**TASK REQUIREMENTS**
Your task is to transcribe the entries exactly.

[DATA — start]

PR #10237, opened 2023-03-24
fix: create consistent interface 'with_node' for API access

sstrigler:
Fixes [EMQX-9138](https://emqx.atlassian.net/browse/EMQX-9138)

## PR Checklist

- [-] If there should be document changes, a PR to emqx-docs.git is sent, or a jira ticket is created to follow up

### DIFF
--- a/apps/emqx/include/emqx_api_lib.hrl
+++ b/apps/emqx/include/emqx_api_lib.hrl
@@ -1,0 +1,36 @@
+%%--------------------------------------------------------------------
+%% Copyright (c) 2021-2023 EMQ Technologies Co., Ltd. All Rights Reserved.
+%%
+%% Licensed under the Apache License, Version 2.0 (the "License");
+%% you may not use this file except in compliance with the License.
+%% You may obtain a copy of the License at
+%%
+%%     http://www.apache.org/licenses/LICENSE-2.0
+%%
+%% Unless required by applicable law or agreed to in writing, software
+%% distributed under the License is distributed on an "AS IS" BASIS,
+%% WITHOUT WARRANTIES OR CONDITIONS OF ANY KIND, either express or implied.
+%% See the License for the specific language governing permissions and
+%% limitations under the License.
+%%--------------------------------------------------------------------
+
+-ifndef(EMQX_API_LIB_HRL).
+-define(EMQX_API_LIB_HRL, true).
+
+-define(ERROR_MSG(CODE, REASON), #{code => CODE, message => emqx_misc:readable_error_msg(REASON)}).
+
+-define(OK(CONTENT), {200, CONTENT}).
+
+-define(NO_CONTENT, 204).
+
+-define(BAD_REQUEST(CODE, REASON), {400, ?ERROR_MSG(CODE, REASON)}).
+-define(BAD_REQUEST(REASON), ?BAD_REQUEST('BAD_REQUEST', REASON)).
+
+-define(NOT_FOUND(REASON), {404, ?ERROR_MSG('NOT_FOUND', REASON)}).
+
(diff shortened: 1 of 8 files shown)


apps/emqx/include/emqx_api_lib.hrl
```diff
@@ -0,0 +1,36 @@
...
+%% See the License for the specific language governing permissions and
+%% limitations under the License.
+%%--------------------------------------------------------------------
+
+-ifndef(EMQX_API_LIB_HRL).
+-define(EMQX_API_LIB_HRL, true).
+
+-define(ERROR_MSG(CODE, REASON), #{code => CODE, message => emqx_misc:readable_error_msg(REASON)}).
+
+-define(OK(CONTENT), {200, CONTENT}).
```
ieQu1, line 22: Nit:
```suggestion
-define(OK(CONTENT), {200, (CONTENT)}).
```

apps/emqx/include/emqx_api_lib.hrl
```diff
@@ -0,0 +1,36 @@
...
+%% distributed under the License is distributed on an "AS IS" BASIS,
+%% WITHOUT WARRANTIES OR CONDITIONS OF ANY KIND, either express or implied.
+%% See the License for the specific language governing permissions and
+%% limitations under the License.
+%%--------------------------------------------------------------------
+
+-ifndef(EMQX_API_LIB_HRL).
+-define(EMQX_API_LIB_HRL, true).
+
+-define(ERROR_MSG(CODE, REASON), #{code => CODE, message => emqx_misc:readable_error_msg(REASON)}).
```
savonarola, line 20: (Maybe for future discussion): I always wondered why we should have all the responses as macros. We do not match against them anywhere, and the performance impact should be neglectable 🤔

savonarola (dismissed):

apps/emqx/include/emqx_api_lib.hrl
sstrigler: I think it vastly improves readability and consistency, my goal is rather to ONLY use those macros throughout rather than constructing all those responses by hand.

Or is it, that you would favor function calls instead?

sstrigler: (Also I match against them in my tests)

savonarola: >that you would favor function calls instead?
Yes, I mean 
```
error_msg(Code, Reason) ->
...
```
vs
```
-define(ERROR_MSG(CODE, REASON), ...).
```

apps/emqx_management/src/emqx_mgmt_api_nodes.erl
```diff
@@ -250,55 +247,46 @@ nodes(get, _Params) ->
...
-node_error() ->
-    emqx_dashboard_swagger:error_codes([?SOURCE_ERROR], <<"Node error">>).
+to_ok_result({error, _} = Error) ->
+    Error;
+to_ok_result({ok, _} = Ok) ->
+    Ok;
+to_ok_result(Result) ->
+    {ok, Result}.
+
+to_ok_result_fun(Fun) when is_function(Fun) ->
```
lafirest, line 286: just a note to say, because of the hot-upgrade(I know, we haven't supported this feature) we rarely use an anonymous function, instead with the {M,F,A} tuple.

sstrigler: Taken as is, but I'll keep it in mind for a future refactoring. Good point.

lafirest (approved):

ieQu1 (approved):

[DATA — finish]

**SOLVED PROBLEM**
PR #10237, opened 2023-03-24
fix: create consistent interface 'with_node' for API access

sstrigler:
Fixes [EMQX-9138](https://emqx.atlassian.net/browse/EMQX-9138)

## PR Checklist

- [-] If there should be document changes, a PR to emqx-docs.git is sent, or a jira ticket is created to follow up

### DIFF
--- a/apps/emqx/include/emqx_api_lib.hrl
+++ b/apps/emqx/include/emqx_api_lib.hrl
@@ -1,0 +1,36 @@
+%%--------------------------------------------------------------------
+%% Copyright (c) 2021-2023 EMQ Technologies Co., Ltd. All Rights Reserved.
+%%
+%% Licensed under the Apache License, Version 2.0 (the "License");
+%% you may not use this file except in compliance with the License.
+%% You may obtain a copy of the License at
+%%
+%%     http://www.apache.org/licenses/LICENSE-2.0
+%%
+%% Unless required by applicable law or agreed to in writing, software
+%% distributed under the License is distributed on an "AS IS" BASIS,
+%% WITHOUT WARRANTIES OR CONDITIONS OF ANY KIND, either express or implied.
+%% See the License for the specific language governing permissions and
+%% limitations under the License.
+%%--------------------------------------------------------------------
+
+-ifndef(EMQX_API_LIB_HRL).
+-define(EMQX_API_LIB_HRL, true).
+
+-define(ERROR_MSG(CODE, REASON), #{code => CODE, message => emqx_misc:readable_error_msg(REASON)}).
+
+-define(OK(CONTENT), {200, CONTENT}).
+
+-define(NO_CONTENT, 204).
+
+-define(BAD_REQUEST(CODE, REASON), {400, ?ERROR_MSG(CODE, REASON)}).
+-define(BAD_REQUEST(REASON), ?BAD_REQUEST('BAD_REQUEST', REASON)).
+
+-define(NOT_FOUND(REASON), {404, ?ERROR_MSG('NOT_FOUND', REASON)}).
+
(diff shortened: 1 of 8 files shown)


apps/emqx/include/emqx_api_lib.hrl
```diff
@@ -0,0 +1,36 @@
...
+%% See the License for the specific language governing permissions and
+%% limitations under the License.
+%%--------------------------------------------------------------------
+
+-ifndef(EMQX_API_LIB_HRL).
+-define(EMQX_API_LIB_HRL, true).
+
+-define(ERROR_MSG(CODE, REASON), #{code => CODE, message => emqx_misc:readable_error_msg(REASON)}).
+
+-define(OK(CONTENT), {200, CONTENT}).
```
ieQu1, line 22: Nit:
```suggestion
-define(OK(CONTENT), {200, (CONTENT)}).
```

apps/emqx/include/emqx_api_lib.hrl
```diff
@@ -0,0 +1,36 @@
...
+%% distributed under the License is distributed on an "AS IS" BASIS,
+%% WITHOUT WARRANTIES OR CONDITIONS OF ANY KIND, either express or implied.
+%% See the License for the specific language governing permissions and
+%% limitations under the License.
+%%--------------------------------------------------------------------
+
+-ifndef(EMQX_API_LIB_HRL).
+-define(EMQX_API_LIB_HRL, true).
+
+-define(ERROR_MSG(CODE, REASON), #{code => CODE, message => emqx_misc:readable_error_msg(REASON)}).
```
savonarola, line 20: (Maybe for future discussion): I always wondered why we should have all the responses as macros. We do not match against them anywhere, and the performance impact should be neglectable 🤔

savonarola (dismissed):

apps/emqx/include/emqx_api_lib.hrl
sstrigler: I think it vastly improves readability and consistency, my goal is rather to ONLY use those macros throughout rather than constructing all those responses by hand.

Or is it, that you would favor function calls instead?

sstrigler: (Also I match against them in my tests)

savonarola: >that you would favor function calls instead?
Yes, I mean 
```
error_msg(Code, Reason) ->
...
```
vs
```
-define(ERROR_MSG(CODE, REASON), ...).
```

apps/emqx_management/src/emqx_mgmt_api_nodes.erl
```diff
@@ -250,55 +247,46 @@ nodes(get, _Params) ->
...
-node_error() ->
-    emqx_dashboard_swagger:error_codes([?SOURCE_ERROR], <<"Node error">>).
+to_ok_result({error, _} = Error) ->
+    Error;
+to_ok_result({ok, _} = Ok) ->
+    Ok;
+to_ok_result(Result) ->
+    {ok, Result}.
+
+to_ok_result_fun(Fun) when is_function(Fun) ->
```
lafirest, line 286: just a note to say, because of the hot-upgrade(I know, we haven't supported this feature) we rarely use an anonymous function, instead with the {M,F,A} tuple.

sstrigler: Taken as is, but I'll keep it in mind for a future refactoring. Good point.

lafirest (approved):

ieQu1 (approved):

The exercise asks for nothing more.